According to Fig.1, tornadoes, excessive heat, thunderstorm winds, floods, lightning, heat, flash floods, ice storms, thunderstorm winds, and winter storms are the most harmful weather events, listed in order of severity. Tornadoes are extremely dangerous, causing a significant number of both fatalities and injuries.
economic10_tidy <- economic10 %>%
pivot_longer(cols = c(cPROPDMG, cCROPDMG),
names_to = "variable",
values_to = "value")
ggplot(economic10_tidy, aes(x=reorder(EVTYPE, -value), y=value/10^9, fill=variable)) +
geom_bar(stat="identity") +
labs(title = "Top 10 weather events with the greatest economic impacts",
x = "Event Type", y= "Economic Impact (in billion)") +
theme_classic() +
guides(fill = guide_legend(title = NULL)) +
theme(axis.text.x = element_text(angle = 45, hjust = 1))
Fig.2 Top 10 weather events with the greatest economic impact. Stacked bar plot shows top 10 weather events with the greatest cost of the sum of property damages and crop damages. Pink indicates the cost of crop damages. Teal indicates the cost of property damages.
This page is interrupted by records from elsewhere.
PR #43814, opened 2022-08-22
[9.x] Load relationships using LazyCollection

hschimpf:
Hello everyone,
This will be my first contribution to the Laravel Framework.

This PR adds the ability to enable loading a relation using LazyCollection, why?

## Motivation
I'm working on a project that has a lot of data, our database has data since 1970.

On the table where we are fetching the main info has almost 300k records, over that we can load using the standard `lazy()` method of the model, but when we add the lazy loading of relations through `with(...)` we were facing memory issues, because we are loading relations up to 3 levels depth. For example, the first relation has between 130 and 150 records per parent, below that we have the second relation that has 25-50 records.

On some processes that runs once per month, we process a bit chunk of data from the database for reporting and other stuff. We tried to optimize the loading times using LazyCollection on the referenced relations. We see that loading a big resultset of data takes more time than loading in chunks (it's not much, but the CPU is happy that can wait waiting for next chunk 😄). Also as mentioned, we were getting memory.

## Examples
Instead of changing the core functionality of [Relation](https://github.com/laravel/framework/blob/9.x/src/Illuminate/Database/Eloquent/Relations/Relation.php#L158), I added a modifier to enable lazy on a single relation on demand:
```php
// get all Lands that where sold in the last month
$lands = SoldLand::with([
    // load all installments that were pay
    'installments' => fn($installment) => $installment->isPay()->with([
        // load payments of installments (load relation using LazyCollection)
        'payments' => fn($payment) => $payment->asLazy(),
    ]),
])->soldInLastMonth()->lazy();
```

## Breaking changes
This PR will break libraries that extends functionality over Illuminate/Database.

### DIFF
--- a/src/Illuminate/Database/Eloquent/Relations/BelongsTo.php
+++ b/src/Illuminate/Database/Eloquent/Relations/BelongsTo.php
@@ -8,6 +8,7 @@ use Illuminate\Database\Eloquent\Model;
 use Illuminate\Database\Eloquent\Relations\Concerns\ComparesRelatedModels;
 use Illuminate\Database\Eloquent\Relations\Concerns\InteractsWithDictionary;
 use Illuminate\Database\Eloquent\Relations\Concerns\SupportsDefaultModels;
+use Illuminate\Support\LazyCollection;
 
 class BelongsTo extends Relation
 {
@@ -160,11 +161,11 @@ class BelongsTo extends Relation
      * Match the eagerly loaded results to their parents.
      *
      * @param  array  $models
-     * @param  \Illuminate\Database\Eloquent\Collection  $results
+     * @param  \Illuminate\Database\Eloquent\Collection | \Illuminate\Support\LazyCollection  $results
      * @param  string  $relation
      * @return array
      */
-    public function match(array $models, Collection $results, $relation)
+    public function match(array $models, Collection | LazyCollection $results, $relation)
     {
         $foreign = $this->foreignKey;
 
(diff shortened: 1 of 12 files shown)


hschimpf:
Sorry about the force push, I had a wrong GPG key configured

src/Illuminate/Database/Eloquent/Relations/Relation.php
```diff
@@ -69,6 +70,13 @@ abstract class Relation implements BuilderContract
      */
     protected static $selfJoinCount = 0;
 
+    /**
+     * Flag to enable loading this relation as a LazyCollection.
+     *
+     * @var false|int Chunk size for the lazy collection, false to load relation as normal collection
+     */
+    private false|int $lazy_chunkSize = false;
```
danilopinotti, line 78: camelCase?

```suggestion
    private false|int $lazyChunkSize = false;
```

hschimpf: Sure! Change was applied

src/Illuminate/Database/Eloquent/Relations/BelongsTo.php
```diff
@@ -160,11 +161,11 @@ public function initRelation(array $models, $relation)
      * Match the eagerly loaded results to their parents.
      *
      * @param  array  $models
-     * @param  \Illuminate\Database\Eloquent\Collection  $results
+     * @param  \Illuminate\Database\Eloquent\Collection|\Illuminate\Support\LazyCollection  $results
      * @param  string  $relation
      * @return array
      */
-    public function match(array $models, Collection $results, $relation)
+    public function match(array $models, Collection|LazyCollection $results, $relation)
```
michael-rubel, line 168: Perhaps it should be sent to the `10.x` because of this BC.

taylorotwell:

Based on Fig.2, floods, hurricanes/typhoons, tornadoes, storm surges, hail, flash floods, droughts, hurricanes, river floods, and ice storms have caused the most damage to both properties and crops, listed in order of severity. Floods have the greatest economic impact. Most weather events cause damage primarily to properties, but droughts particularly affect crops. River floods and ice storms also cause significant crop damage.